Figure 3.Performance of urine soluble tumor necrosis factor-α receptor (sTNFR) in diagnosing malaria in pregnancy. Receiver operating characteristic (ROC) curves were used to assess the diagnostic performance of urine sTNFR-1 (A) and sTNFR-2 (B) in 46 pregnant women.
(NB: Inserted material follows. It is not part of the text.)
Issue #1459, opened 2024-06-29
Windows Filepaths With a Drive Specifier Incorrectly Identified as Urls


toadslop:
Hello, this is the first of the other issues that I mentioned in https://github.com/lycheeverse/lychee/issues/1454.

Many tests in the test suite are failing because the Url crate will erroneously parse a windows filebath with a drive specifier as a url. An example of the test results are included below. Note in particular the Network Errors caused by 'URL Scheme is not allowed'.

The area under ROC curve (AUC) with 95% confidence interval (CI) was 0.748 (CI, .598–.898) for sTNFR-1 and 0.892 (CI, .787–.998) for sTNFR-2. Arrows point at cutoff concentrations where the best sensitivity (Sn)/specificity (Sp) pairs were recorded for each soluble receptor.
Reproducibility of Urine sTNFR Performance and Comparison With Urine HRP-2 Performance in Diagnosing Malaria During Pregnancya
| Urine Biomarker | AUC | 95% CI of AUC | |
|---|---|---|---|
| sTNFR-1b | 0.741 | .593–.889 | |
| sTNFR-1c | 0.771 | .633–.909 | |
| sTNFR-2b | 0.892 | .787–.998 | |
| sTNFR-2c | 0.875 | .765–.986 | |
| HRP-2b | 0.547 | .369–.724 | .606 |
Abbreviations: AUC, area under receiver operating characteristic curve; CI, confidence interval; ELISA; enzyme-linked immunosorbent assay; HRP-2, histidine-rich protein-2; sTNFR, soluble tumor necrosis factor-α receptor.
a AUCs were used to assess the diagnostic accuracy (1) for sTNFR measured in urine by ELISA and Luminex and (2) for HRP-2 by ELISA. The reference AUC of an ideal test with 100% sensitivity and 100% sensitivity is 1, whereas that of an indiscriminate irrelevant test is 0.5. Bolded P values are significant.
b Detection and quantification by ELISA.
c Detection and quantification by Luminex.